A 10 week old is a baby but babies are sponges and can learn quickly in a positive manner. Great advice from Lies and Lucia!


----------



## Jake's Mom

We live WAY out in the country. It takes a real effort to find people, dogs, and places to take Jake (11 weeks). Once or twice a week we load up and drive an hour to town. His puppy classes start next week and we'll be driving over an hour to get there. 

The upside of being way out here . . . he's great with livestock!


----------



## Kayos and Havoc

Good for you!!! If you have made the commitment to the dog you have to follow through with what the dog needs not what you want.


----------



## Deejays_Owner

Hi &







from Ontario









Like the others have said, keep the training sessions very short, 2 -> 3 Min's at a time a few times a day.
Here is a short Video that I just uploaded to YouTube, of my Daughter & her pup.

---> Raven 10 Wks


----------



## MaggieRoseLee

*tricks to train 10 week old puppy?*


----------



## Jake's Mom

*Re: tricks to train 10 week old puppy?*

I forgot to add that add 10 weeks Jake knew:
sit, down, come, stand, gimme five, plus lots of household cues!


----------



## thezinger

*Re: tricks to train 10 week old puppy?*

i dont quite remember what my kyah knew at 10 weeks. i think she just new sit, and had just figured out her name.

i remember reading on here at what everyone elses dog knew a that age and thought maybe i was doing something wrong, but i dont think knowing tons of commands at a young age makes any difference in the long run.

shes 17 weeks old now and has a learned lots of new commands/words.
she knows, sit, down, come, off(for jumping on people/furniture), drop it. she can fetch now.. she knows what dinner, outside, walk, car, misha(means we are going to my parents to see their dog(misha)). she knows heel to a certain extent and we are still working on stay.

a lot of them weren't even trying to teach her the word, she just picked up on it. they are very smart. find a treat or something she really likes, it will focus her on you and you can start teaching her something.

anyways, my point is my dog didnt know much more then yours at 10 weeks, and now only 7 weeks later has learned so much IMO. so i wouldnt worry about it.

also this site is a great resource for ways to train certain commands.


----------



## Smith3

*Re: tricks to train 10 week old puppy?*

Koch will be 10 weeks tomorrow.
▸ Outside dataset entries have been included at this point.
Issue #1198, opened 2023-02-07
STM32 G4 RCC implementation is missing PLL


robbym:
Like the title suggests, the [file implementing clock configuration](https://github.com/embassy-rs/embassy/blob/master/embassy-stm32/src/rcc/g4.rs) for G4 devices is missing PLL support (my device in particular is the [STM32G491RE](https://www.st.com/en/microcontrollers-microprocessors/stm32g491re.html)):
```rust
/// Clocks configutation
pub struct Config {
    pub mux: ClockSrc,
    pub ahb_pre: AHBPrescaler,
    pub apb1_pre: APBPrescaler,
    pub apb2_pre: APBPrescaler,
    pub low_power_run: bool,
}
```

Other implementations ([like F4](https://github.com/embassy-rs/embassy/blob/ba18656e94ceffc3fe10a7c47c9b93a1d9d4b2d6/embassy-stm32/src/rcc/f4.rs#L27)) have PLL support and will even calculate the PLL parameters given a source clock, source frequency, and target frequency, which is nice.

I'm fairly new to this project so I don't know if someone is already working on this in particular or on generalizing the notion of PLL configuration, which could _probably_ be done from the STM32 devices I've seen. What should the next steps be?

lulf:
Thanks for raising the issue to track this. I'm not aware of anyone working on this, the next steps would be:

* Extend the ClockSrc to support PLL configuration similar to other device classes. In general, the RCC configuration differs between different device classes, so I think it's fine to keep a g4 PLL configuration separate from the f4 configuration, rather than sprinkling the code with `#[cfg(..)]`. 
* Check the RM to ensure that the PLL configuration map to the correct register values.
* Implement and raise PR (profit!) :)

robbym:
No problem, thanks for the next steps. I'll take a crack at it!

robbym:
@lulf The G4 implementation currently specifies its own enums (e.g. AHBPrescaler, APBPrescaler) whereas other implementations specify it in their rcc_xx.yaml file and have them generated. Should that be done before this? And should that be a separate issue?

lulf:
I didn't realize there was a difference there. I think generally the generated PAC types should not be exposed from the HAL, so I think it's best to define the enums in the HAL.

kevswims:
[...]

PR #1532, opened 2023-06-04
stm32/rcc: Add basic PLL support for G4 series chips

cstlaurent:
As discussed in issue https://github.com/embassy-rs/embassy/issues/1198 , PLL support is missing on G4 series chip.

This PR adds basic PLL support for sysclk. It also adds a PLL example. It was tested working with multiple configurations on a board with an STM32G431CB. 

For some reason i'm not able to go above 132Mhz, but I hardly suspect a board issue since all configurations below that works perfectly... [edit: fixed]


cstlaurent:
I think I see why the processor lock up above 132Mhz, it is probably because of the flash wait state and/or Core power boost mode registers which need to be configured according to the sysclk freq.

Will try to add this configuration

cstlaurent:
Ok I added Vcore boost mode and proper flash wait state configuration. Everything works up to the max frequency of 170Mhz

kevswims:
Thanks for putting this up @cstlaurent I did some testing and this works on one of my boards that has an 8MHz external oscillator as well.

embassy-stm32/src/rcc/g4.rs
```diff
@@ -15,6 +17,7 @@ pub const LSI_FREQ: Hertz = Hertz(32_000);
 pub enum ClockSrc {
     HSE(Hertz),
     HSI16,
+    PLL(PllSrc, PllM, PllN, PllClkDiv),
```
kevswims, line 20: Should this be `PLLR` instead of just `PLL`?

Additionally, is there an idea of how to change this to support configuring the PLL P and Q outputs for driving other peripherals?

embassy-stm32/src/rcc/g4.rs
```diff
@@ -41,6 +44,128 @@ pub enum APBPrescaler {
...
+    fn into(self) -> Pllsrc {
+        match self {
+            PllSrc::HSE(..) => Pllsrc::HSE,
+            PllSrc::HSI16 => Pllsrc::HSI16,
+        }
+    }
+}
+
+#[derive(Clone, Copy)]
+pub enum PllClkDiv {
```
kevswims, line 64: Might want to specify which divider this is for. The P output can be divided between 2 and 31 so this only applies to R and Q dividers.

embassy-stm32/src/rcc/g4.rs
cstlaurent: Hi, thanks for the review,

Yeah, I was unsure with the naming convention, since I partially copied the implementation from the l4 one as well as input from the ref-manual and the CubeIDE UI.

I was thinking, maybe we should strictly follow the CubeIDE/ref-manual naming as shown in the screenshot below:

CleanShot 2023-06-07 at 19 57 13@2x

This would mean changing `PLL` to `PLLCLK` (as refered on the System clock mux) and `PLLClkDiv` would be renamed to `PllR`.


As for the P and Q, I cheaped out a bit on the implementation since I didn't need them 😄 . But with the rename I think it would be quite easy to add in. (which I can also do in this PR)

Let me know what you think, I will do the required changes.

embassy-stm32/src/rcc/g4.rs
cstlaurent: As explained above, renaming to `PllR` would be simpler to understand

embassy-stm32/src/rcc/g4.rs
kevswims: Those changes sound good to me. My board can use the PLLQ output for CAN or USB related clocking so having those usable would be great.

Dirbaio (approved):
Very nice! Thanks for the contribution :)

Sit is just starting to click, down does a bit, she can cue she has to go to the bathroom, and we starting working on come and stay today. She sits before I hope any doors. I don't expect her to know much at 10 weeks, by 12 i expect sit and down to be "functional" but not always followed. We prescribe to the "positive" methods and use a clicker to assist along with tasty treats. It is great when you see things starting to "click" with your pup

She will LATCH onto my jeans though. I mean, she will grip and not let go. We are working on that, but most often it is an indication that she has to go poop! (at least it is what I have found). But, when she gets onto my jeans I will stop ALL play time and she has started to get the hint. But if she persists, i take her outside to potty, so it might be a hint for you as well!

Koch will get her next set of shots next week, so hopefully she will be able to get into some classes soon. We can't wait to really start socialization!


----------



## doggiedad

*Re: tricks to train 10 week old puppy?*

don't over load your dog. she's only 10 weeks old. clicker training, sitting, come and stay. i think that's alot. at 12 weeks you want her to sit and down and be fuctional (whatever fuctional is) but not always following the command. sounds like you're going to teach her that it's ok to follow a command sometimes. i would work on one command at a time. i always put my dogs on a training schedule. we practice one thing. each session last 5 to 10 minutes and we end on a positive note. we have 4 to 6 sessions a day.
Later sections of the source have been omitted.